Lee's framework is pragmatic. Most companies don't have enough volume far enough down the funnel to run statistically meaningful pricing experiments quickly. If you're enterprise or sales-led, forget it. Even in high-volume self-serve, you'll wait months for reliable churn data. And if you're testing changes to an existing package that most customers use, any move directly impacts your bottom line.

Don't test something you wouldn't ship. And the contrapositive is also true: don't test something you wouldn't roll back.

— Janie Lee

When Loom does experiment, they keep it simple, segment tightly, and set guardrail metrics. Revenue or conversion lifts can mask long-term damage to engagement or user growth. Lee also stresses customer-first execution: support and sales teams need clear comms plans, and if someone discovers they're in a test, the company offers the most generous version of the policy. Holm adds a tactical wrinkle from his enterprise days: test in low-risk geographies first. He ran ERP pricing experiments in South Africa—English-speaking, isolated market, minimal brand risk if things went sideways. Find your South Africa.

Failure Is the Default, So Build for It

Sharma's team at Miro ran an experiment that seemed like a slam dunk. They identified the top features driving conversion from Starter to Business plans and let Starter users test them for free. The hypothesis: users would see the value and upgrade faster. Conversion rates collapsed. Users thought the trial was all Business had to offer and decided it wasn't worth the price jump.

The inverse also happens. Miro put GIFs behind a paywall on free plans. The team expected modest lift. Conversion jumped 15%. Both outcomes teach the same lesson: expect to be wrong. Experiments fail more often than they succeed, and the unexpected happens constantly.

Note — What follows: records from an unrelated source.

PR #2588, opened 2026-07-08
Fix inverted yield callback throttle

hlolli:
## Summary

This fixes the event poll throttle calculation so it matches the intended rate.

The old formula used:

```c
250.0 / ekr
```

At a normal control rate, for example `ekr = 750`, that becomes `0` after integer truncation. That means the counter reload value is zero, so the throttle does not actually space out polling work.

The new formula uses:

```c
ekr / 250.0
```

So with `ekr = 750`, the counter reload value becomes `3`, which matches the goal of polling at about 250 times per second instead of every k-cycle.

## Why this matters

This code sits in the performance setup path and controls how often event polling work is allowed to run.

A throttle counter should answer: “how many k-cycles should pass before the next poll?” Since `ekr` is the number of k-cycles per second, we divide `ekr` by `250` to get the spacing between polls.

For `ekr = 750`:

```text
750 k-cycles/sec / 250 polls/sec = 3 k-cycles per poll
```

The previous calculation asked the opposite question, so normal rates rounded down to zero.

## Testing

Added a GoogleTest regression on `develop` that:

- creates a Csound instance
- sets `sr = 48000` and `ksmps = 64`
- starts the engine
- confirms `ekr = 750`
- confirms `evt_poll_maxcnt = 3`

Verified locally with:

```sh
ninja -C build unittests
./build/tests/c/unittests --gtest_filter=EngineTests.testEventPollCounterUsesControlRate
```

### DIFF
--- a/Engine/musmon.c
+++ b/Engine/musmon.c
@@ -301,7 +301,7 @@ int32_t start_engine(CSOUND *csound)
 
     csound->evt_poll_cnt    = 0;
     csound->evt_poll_maxcnt =
-      (int)(250.0 /(double) csound->ekr); /* VL this was wrong: kr/250 originally */
+      (int)((double) csound->ekr / 250.0);
 
     /* open MIDI output (moved here from argdecode) */
     if (O->Midioutname != NULL && O->Midioutname[0] == (char) '\0')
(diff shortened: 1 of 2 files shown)


vlazzarini:
this is obsolete, we don't have a yield callback anymore...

The de-risking is as a leader, assume the mindset that failures will happen. The insurance you're doing that helps you continue doing experiments and learning, that's more important than the success of any given experiment.

— Akshay Sharma

The real discipline isn't in running perfect tests. It's in building a culture where failed experiments don't kill momentum. That means tight scoping, thoughtful rollback plans, and cross-functional alignment with sales, support, and customer success before launch. Pricing is a one-way door once it's public, so the insurance—limited exposure, clear comms, willingness to revert—matters more than any single result.

No Silver Bullet, Just Clear Outcomes

Across all four leaders, one theme recurs: there is no universal pricing formula. The right model depends entirely on what you're trying to achieve. User adoption? Minimize friction. Revenue maximization? Find the ceiling of willingness to pay. Product love? Set thresholds that ensure value realization before conversion.

Sharma's mental model is elegant: pricing is a cost-benefit exchange. On one side, the customer expects benefit from your product. On the other, they weigh expected cost. Pricing influences that cost in multiple ways—list price, discounts, value metric, packaging. As you change the benefit side through product features, go-to-market, or brand, you have to adjust the cost side to hit your goal.

Harmon, Lee, Holm, and Sharma all operate from the same foundation: be ruthlessly clear on your objective, pick the levers that move it, and evolve them as your company and market mature. Pricing isn't a one-time decision. It's a feature you ship, measure, and iterate. Treat it that way.